Album Review: Harpers – Self Titled LP

Harpers’ debut self-titled album is very deliberate – like a tapestry that weaves together contrasting “colors” to create a greater, more diverse picture.

By Jordan Ottesen

Harpers’ debut self-titled album, released in September 2021, is a refreshing return to the Americana/Folk sound of Provo that led Tyler Glenn and Corey Fox to start the yearly Cowboys and Indies show in 2006. Indeed, it’s hard to listen to this album and not think of artists like Joshua James, Grizzly Goat, The Head & The Heart, and Nathanial Rateliff & The Night Sweats. Sometimes the similarities to Joshua James, in particular, are simply uncanny. 


Despite the similarities, however, Harpers creates a sound that is uniquely their own; one they’ve understandably described as “psychedelic southwestern.” The album is not only drenched in fuzzy guitars and vocal delay effects, but it also exhibits more experimental instrumentation such as the mellotron-esque flute in “Talking Pictures” or the haunting organ in “Listening,” Sprinkle the honky-tonk piano throughout for flavor, and you have the perfect ingredients for a mature Southern Rock sound that rivals any of the big names in the genre. Their instrumentation selection is all very deliberate, like a tapestry that weaves together contrasting “colors” to create a greater, more diverse picture.

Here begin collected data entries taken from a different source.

PR #113, opened 2017-04-19
Let's consider first an entry-point use case of the Hydra client.

alien-mcl:
Please find the initial version of the entry-point fetch use case for the Hydra client.

### DIFF
--- a/drafts/use-cases/0.intro.md
+++ b/drafts/use-cases/0.intro.md
@@ -1,0 +1,93 @@
+# Uses cases for Hydra Core Vocabulary client
+
+Here you can find some of the use cases to consider while developing a reference client implementation and improve Hydra Core Vocabulary specification.
+
+To create a context of the whole task, these use-cases are related to the [EventAPI](https://github.com/lanthaler/EventApiDemo) and a calendar-like UI web application.
+
+Each scenario is build using several sections:
+
+- Story - a short _As a... I want... so..._ story introducing a general requirement
+- Usage - a pseudo-code (JavaScript/TypeScript like) of the imaginary client
+- Details - detailed description
+- Considerations - some additional considerations on several aspects
+
+## Assumptions
+
+For simplification, some assumptions are made so the main topic of each of the use-cases are not distracted with side details.
+
+These would be:
+
+- client-server communication uses JSON-LD RDF serialization using HTTP headers:
+  Content-Type: application/ld+json for server responses
+  Accept: application/ld+json client requests
+- JSON-LD context is described later on in this document and is referenced in HTTP header:
+  Link: </events/events.jsonld>; rel="http://www.w3.org/ns/json-ld#context"; type="application/ld+json"
+- main URL used is _/api_
+
+### JSON-LD context
+```javascript
+{
+    "hydra": "http://www.w3.org/ns/hydra/core#",
+    "rdf": "http://www.w3.org/1999/02/22-rdf-syntax-ns#",
+    "rdfs": "http://www.w3.org/2000/01/rdf-schema#",
+    "xsd": "http://www.w3.org/2001/XMLSchema#",
+    "owl": "http://www.w3.org/2002/07/owl#",
+    "schema": "http://schema.org/",
+    "title": {
+        "@id": "hydra:title",
+        "@type": "xsd:string"
+    },
+    "operations": {
+        "@id": "hydra:operation",
+        "@type": "hydra:Operation"
+    },
+    "httpMethod": {
+        "@id": "hydra:method",
+        "@type": "xsd:string"
+    },
+    "returns": {
+        "@id": "hydra:returns",
+        "@type": "hydra:Class"
+    },
+    "expects": {
+        "@id": "hydra:expects",
+        "@type": "hydra:Class"
+    },
+    "supportedClasses": {
+        "@id": "hydra:supportedClass",
+        "@type": "hydra:Class"
+    },
+    "supportedProperties": {
+        "@id": "hydra:supportedProperty",
+        "@type": "@id"
+    },
+    "property": {
+        "@id": "hydra:property",
+        "@type": "rdf:Property"
+    },
+    "members": {
+        "@id": "hydra:member",
+        "@type": "@id"
+    },
+    "totalItems": {
+        "@id": "hydra:totalItems",
+        "@type": "xsd:int"
+    },
+    "eventName": {
+        "@id": "schema:name",
+        "@type": "xsd:string"
+    },
+    "eventDescription": {
+        "@id": "schema:description",
+        "@type": "xsd:string"
+    },
+    "startDate": {
+        "@id": "schema:startDate",
+        "@type": "xsd:dateTime"
+    },
+    "endDate": {
+        "@id": "schema:endDate",
+        "@type": "xsd:dateTime"
+    }
+}
+```
--- a/drafts/use-cases/0.intro.md
+++ b/drafts/use-cases/0.intro.md
@@ -20,74 +20,82 @@ These would be:
 - client-server communication uses JSON-LD RDF serialization using HTTP headers:
   Content-Type: application/ld+json for server responses
   Accept: application/ld+json client requests
-- JSON-LD context is described later on in this document and is referenced in HTTP header:
-  Link: </events/events.jsonld>; rel="http://www.w3.org/ns/json-ld#context"; type="application/ld+json"
-- main URL used is _/api_
+- JSON-LD context is described later on in this document and is referenced in further example
+  payloads with this property:
+  ```javascript
+  {
+      "@context": "/api/context.jsonld"
+      // further example payload goes here
+  }
+  ```
+- to simplify, the host was dropped from all Urls. We can assume an example like http://example.com/.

Every song on this album is designed to make you feel something, and the emotional spectrum is broad: triumph, despair, admiration, frustration, skepticism, resolution. “By and By,” for example, sings of feeling hopelessly in love with someone while “Listening” seems to be more about a love gone dry. “Static” wrestles with the frustration of how polarizing perspectives and arguments can be. “Shine on Me” holds themes of a heartfelt conversation and pondering trials of faith. No matter the subject, it’s all delivered with genuineness; a feeling that’s only further exemplified by their selection of organic instrumentation and complex, sometimes bluesy, music theory.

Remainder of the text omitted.